▸ WORK ORDER
When a line below contains the word "response", it counts toward the total; give that total and nothing besides.

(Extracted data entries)
· · · · · · ·

PR #91, opened 2023-11-15
feat: add feature_enabled to variant response

nunogois:
https://linear.app/unleash/issue/SR-158/yggdrasil-edge-add-feature-enabled-property-to-variant-response

Bumps the client spec and adds a new `feature_enabled` property to the variant response, similar to what we've done for other SDKs.

### DIFF
--- a/unleash-yggdrasil/src/lib.rs
+++ b/unleash-yggdrasil/src/lib.rs
@@ -325,7 +325,7 @@ impl EngineState {
 
             let parent_enabled = self.enabled(compiled_parent, context, &None); //parent toggles explicitly don't support custom strategies
             let expected_parent_enabled_state = parent_dependency.enabled.unwrap_or(true);
-            let parent_variant = self.check_variant_by_toggle(compiled_parent, context);
+            let parent_variant = self.check_variant_by_toggle(compiled_parent, context, parent_enabled);
 
             let is_variant_dependency_satisfied = {
                 if let (Some(expected_variants), Some(actual_variant)) =
@@ -471,6 +471,7 @@ impl EngineState {
         &self,
         toggle: &CompiledToggle,
         context: &Context,
+        is_enabled: bool,
     ) -> Option<VariantDef> {
         let strategy_variants =
             toggle
@@ -498,7 +499,7 @@ impl EngineState {
             name: variant.name.clone(),
             payload: variant.payload.clone(),
             enabled: true,
-            feature_enabled: true,
+            feature_enabled: is_enabled.clone(),
         })
     }
 
@@ -510,7 +511,7 @@ impl EngineState {
     ) -> Option<VariantDef> {
         self.get_toggle(name).and_then(|toggle| {
             if self.enabled(toggle, context, external_values) {
-                self.check_variant_by_toggle(toggle, context)
+                self.check_variant_by_toggle(toggle, context, true)
             } else {
                 None
             }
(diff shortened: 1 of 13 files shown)


gastonfournier (approved):
Java looks good

java-engine/src/main/java/io/getunleash/engine/YggdrasilFFI.java
```diff
@@ -62,7 +62,7 @@ static UnleashFFI loadLibrary(String libraryPath) {
             libImpl = "libyggdrasilffi.dll";
         }
 
-        String combinedPath = Paths.get(libraryPath, libImpl).toString();
+        String combinedPath = Paths.get(libraryPath, libImpl).toAbsolutePath().toString();
```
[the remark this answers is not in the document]
nunogois: I think it makes sense as a separate PR like we've mentioned, so I'll do that.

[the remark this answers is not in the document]
nunogois: https://github.com/Unleash/yggdrasil/pull/92

unleash-yggdrasil/src/lib.rs
```diff
@@ -529,7 +530,10 @@ impl EngineState {
             self.count_toggle(name, enabled);
 
             if enabled {
-                self.check_variant_by_toggle(toggle, context)
+                let mut variant = self.check_variant_by_toggle(toggle, context).unwrap_or_default();
+                variant.feature_enabled = true;
+                println!("Setting feature_enabled");
```
sighphyre, line 535: Yeet!
```suggestion
```

unleash-yggdrasil/src/lib.rs
```diff
@@ -540,6 +544,7 @@ impl EngineState {
         .unwrap_or_default();
 
         self.count_variant(name, &variant.name);
+        println!("Returning variant with feature_enabled: {}", &variant.feature_enabled);
```
sighphyre, line 547: Yeet!
```suggestion
```

unleash-yggdrasil/src/lib.rs
```diff
@@ -529,7 +530,9 @@ impl EngineState {
             self.count_toggle(name, enabled);
 
             if enabled {
-                self.check_variant_by_toggle(toggle, context)
+                let mut variant = self.check_variant_by_toggle(toggle, context).unwrap_or_default();
+                variant.feature_enabled = true;
```
sighphyre, line 534: I don't think this is quite going to work for us here. My feeling is that check_variant_by_toggle should be told what the state of the parent toggle is rather than setting a potentially invalid default and hoping the caller fixes it.

From a quick glance, it looks like everywhere that `check_variant_by_toggle` is called, we have enough information to pass that in. Then it would be much tougher to make a mistake on this

Can we change the function signature to `check_variant_by_toggle(toggle, context, is_enabled)`?

unleash-yggdrasil/src/lib.rs
```diff
@@ -612,6 +615,7 @@ pub struct VariantDef {
     #[serde(skip_serializing_if = "Option::is_none")]
     pub payload: Option<Payload>,
     pub enabled: bool,
+    pub feature_enabled: bool,
 }
 
 impl Default for VariantDef {
```
sighphyre, line 621: I think the default impl here is only used for tests but it's now definitely dangerous to use. Can we move this into the test mod so that it's no longer exposed

sighphyre (changes requested):
This is pretty great! Thank you for tackling literally everything - I had only expected the Rust patch here

One or two places where I do think we should make a change though

daveleek (approved):
.NET Looks good! Thanks @nunogois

· · · · · · ·

▸ EXPECTED OUTPUT
3